━━ Records for the exercise
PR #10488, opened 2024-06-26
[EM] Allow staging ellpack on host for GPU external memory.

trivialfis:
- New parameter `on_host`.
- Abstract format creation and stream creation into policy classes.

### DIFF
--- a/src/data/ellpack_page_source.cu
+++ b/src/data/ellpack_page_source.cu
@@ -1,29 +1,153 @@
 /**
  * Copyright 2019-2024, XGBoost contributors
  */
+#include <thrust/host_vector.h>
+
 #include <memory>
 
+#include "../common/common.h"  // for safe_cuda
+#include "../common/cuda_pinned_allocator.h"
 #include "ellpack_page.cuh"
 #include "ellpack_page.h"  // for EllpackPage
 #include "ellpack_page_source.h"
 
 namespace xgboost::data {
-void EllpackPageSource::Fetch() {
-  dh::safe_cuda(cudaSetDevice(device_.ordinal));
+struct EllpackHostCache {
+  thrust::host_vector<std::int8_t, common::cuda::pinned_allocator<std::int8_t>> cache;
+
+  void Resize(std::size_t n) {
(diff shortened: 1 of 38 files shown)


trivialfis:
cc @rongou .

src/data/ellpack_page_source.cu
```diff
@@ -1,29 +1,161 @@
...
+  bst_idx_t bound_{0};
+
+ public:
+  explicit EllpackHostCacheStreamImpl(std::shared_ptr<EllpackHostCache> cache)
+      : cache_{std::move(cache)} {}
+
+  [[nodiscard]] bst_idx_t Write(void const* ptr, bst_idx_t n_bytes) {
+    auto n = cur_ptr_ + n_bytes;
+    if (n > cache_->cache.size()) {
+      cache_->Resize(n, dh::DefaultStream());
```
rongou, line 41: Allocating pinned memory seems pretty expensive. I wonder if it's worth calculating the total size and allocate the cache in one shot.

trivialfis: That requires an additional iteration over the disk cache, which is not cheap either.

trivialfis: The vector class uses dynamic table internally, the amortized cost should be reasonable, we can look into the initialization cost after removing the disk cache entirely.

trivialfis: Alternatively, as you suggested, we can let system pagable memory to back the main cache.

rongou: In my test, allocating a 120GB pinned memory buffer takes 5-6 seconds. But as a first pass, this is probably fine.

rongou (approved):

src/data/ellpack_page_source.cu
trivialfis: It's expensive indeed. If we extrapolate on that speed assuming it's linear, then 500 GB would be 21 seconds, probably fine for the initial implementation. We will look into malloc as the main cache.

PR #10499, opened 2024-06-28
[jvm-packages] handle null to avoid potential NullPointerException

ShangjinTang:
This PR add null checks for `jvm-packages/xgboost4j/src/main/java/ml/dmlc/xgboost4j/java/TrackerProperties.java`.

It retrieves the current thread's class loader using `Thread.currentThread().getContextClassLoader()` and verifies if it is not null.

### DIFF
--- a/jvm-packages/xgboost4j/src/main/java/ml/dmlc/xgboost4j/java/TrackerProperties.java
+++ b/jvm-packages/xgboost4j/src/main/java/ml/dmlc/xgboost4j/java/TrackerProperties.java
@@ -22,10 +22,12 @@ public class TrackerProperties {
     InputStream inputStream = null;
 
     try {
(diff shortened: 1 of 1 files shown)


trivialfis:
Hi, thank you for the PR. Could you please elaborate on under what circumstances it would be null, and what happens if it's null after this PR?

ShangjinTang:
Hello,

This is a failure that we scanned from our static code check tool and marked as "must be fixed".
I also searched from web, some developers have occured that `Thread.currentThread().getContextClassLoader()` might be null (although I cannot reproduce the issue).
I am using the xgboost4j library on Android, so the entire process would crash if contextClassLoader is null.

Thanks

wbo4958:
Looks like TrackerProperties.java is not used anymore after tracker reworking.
━━━━
## Exercise directions
Return each record exactly as given.

## Response area
PR #10488, opened 2024-06-26
[EM] Allow staging ellpack on host for GPU external memory.

trivialfis:
- New parameter `on_host`.
- Abstract format creation and stream creation into policy classes.

### DIFF
--- a/src/data/ellpack_page_source.cu
+++ b/src/data/ellpack_page_source.cu
@@ -1,29 +1,153 @@
 /**
  * Copyright 2019-2024, XGBoost contributors
  */
+#include <thrust/host_vector.h>
+
 #include <memory>
 
+#include "../common/common.h"  // for safe_cuda
+#include "../common/cuda_pinned_allocator.h"
 #include "ellpack_page.cuh"
 #include "ellpack_page.h"  // for EllpackPage
 #include "ellpack_page_source.h"
 
 namespace xgboost::data {
-void EllpackPageSource::Fetch() {
-  dh::safe_cuda(cudaSetDevice(device_.ordinal));
+struct EllpackHostCache {
+  thrust::host_vector<std::int8_t, common::cuda::pinned_allocator<std::int8_t>> cache;
+
+  void Resize(std::size_t n) {
(diff shortened: 1 of 38 files shown)


trivialfis:
cc @rongou .

src/data/ellpack_page_source.cu
```diff
@@ -1,29 +1,161 @@
...
+  bst_idx_t bound_{0};
+
+ public:
+  explicit EllpackHostCacheStreamImpl(std::shared_ptr<EllpackHostCache> cache)
+      : cache_{std::move(cache)} {}
+
+  [[nodiscard]] bst_idx_t Write(void const* ptr, bst_idx_t n_bytes) {
+    auto n = cur_ptr_ + n_bytes;
+    if (n > cache_->cache.size()) {
+      cache_->Resize(n, dh::DefaultStream());
```
rongou, line 41: Allocating pinned memory seems pretty expensive. I wonder if it's worth calculating the total size and allocate the cache in one shot.

trivialfis: That requires an additional iteration over the disk cache, which is not cheap either.

trivialfis: The vector class uses dynamic table internally, the amortized cost should be reasonable, we can look into the initialization cost after removing the disk cache entirely.

trivialfis: Alternatively, as you suggested, we can let system pagable memory to back the main cache.

rongou: In my test, allocating a 120GB pinned memory buffer takes 5-6 seconds. But as a first pass, this is probably fine.

rongou (approved):

src/data/ellpack_page_source.cu
trivialfis: It's expensive indeed. If we extrapolate on that speed assuming it's linear, then 500 GB would be 21 seconds, probably fine for the initial implementation. We will look into malloc as the main cache.

PR #10499, opened 2024-06-28
[jvm-packages] handle null to avoid potential NullPointerException

ShangjinTang:
This PR add null checks for `jvm-packages/xgboost4j/src/main/java/ml/dmlc/xgboost4j/java/TrackerProperties.java`.

It retrieves the current thread's class loader using `Thread.currentThread().getContextClassLoader()` and verifies if it is not null.

### DIFF
--- a/jvm-packages/xgboost4j/src/main/java/ml/dmlc/xgboost4j/java/TrackerProperties.java
+++ b/jvm-packages/xgboost4j/src/main/java/ml/dmlc/xgboost4j/java/TrackerProperties.java
@@ -22,10 +22,12 @@ public class TrackerProperties {
     InputStream inputStream = null;
 
     try {
(diff shortened: 1 of 1 files shown)


trivialfis:
Hi, thank you for the PR. Could you please elaborate on under what circumstances it would be null, and what happens if it's null after this PR?

ShangjinTang:
Hello,

This is a failure that we scanned from our static code check tool and marked as "must be fixed".
I also searched from web, some developers have occured that `Thread.currentThread().getContextClassLoader()` might be null (although I cannot reproduce the issue).
I am using the xgboost4j library on Android, so the entire process would crash if contextClassLoader is null.

Thanks

wbo4958:
Looks like TrackerProperties.java is not used anymore after tracker reworking.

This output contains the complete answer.